By comparing the respective stress–strain curves (Fig. 6), it can be said that, for the modified flame-retardant PET fibres, the angle between the curves and the axis of stress is enlarged in the area of elastic deformation of the fibres.

Conclusions

As a result of the modification described above, standard PET fibres were provided with effective and durable flame-retardant properties without detracting from their mechanical properties. Average breaking tenacity was changed from 53.7 cN tex−1 for standard PET fibres to 44.0 cN tex−1 for PET + 16 % PES/4 % WG fibres—the best variant of the modification applied. However, average value of elongation at break equalled 23.1 and 18.7 %, respectively. It should be emphasized that this effect was achieved by utilizing equipment commonly used in industrial practice for finishing polyester fibres. Also noteworthy is the relatively low cost and simplicity of applying the proposed technology.

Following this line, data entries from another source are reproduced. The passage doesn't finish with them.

PR #9952, opened 2026-08-20
Fix colocated vLLM cleanup ordering on rollout failures

pureoxygen123:
## Summary

Fix the GPU memory transition order between colocated vLLM and the trainer when rollout generation fails.

Previously, vLLM was put to sleep only after rollout generation completed successfully. If synchronous, asynchronous, or multi-turn rollout raised an exception, the sleep call was skipped. Exiting `offload_context` would then reload the trainer model onto the GPU while vLLM was still occupying GPU memory, potentially causing an OOM and masking the original rollout error.

This change applies the fix to both the Transformers and Megatron rollout paths.

## Changes

- Run colocated vLLM cleanup in a `finally` block before `offload_context` reloads the trainer.
- Apply the same lifecycle ordering to the Megatron rollout path.
- Attempt every cleanup operation even if an earlier operation fails.
- Preserve the original rollout exception when cleanup also fails.
- Log every cleanup failure, including failures after the first one.
- Continue raising the first cleanup error when rollout itself succeeded.
- Add regression tests for successful rollouts, failed rollouts, and cleanup failures.

## Tests

`python -m pytest tests/utils/test_rollout_offload_order.py -v` passed all 3 tests.


hjh0119 (approved):

hjh0119:
Just curious, could you tell me under what circumstances rollout failures might occur?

The method of limited oxygen index proved that a relatively high level of flame retardancy (LOI = 29.8 %) was achieved for the most advantageous combination of Pekoflam PES and WG modifiers (16/4 %); using these flame retardants yields synergistic effects. The results obtained by the method of critical oxygen index were fully confirmed by thermogravimetric analysis under an atmosphere of air. Therefore, both methods of evaluating flammability properties were found in a way to be complementary.

The study determined the cause of the varying effectiveness of flame retardants, probably stemming from the specific morphology of the scale formed during combustion (SEM; Fig. 5c). Following the diffraction examination, the influence of PET structure matrix at the supermolecular level was found to be negligible.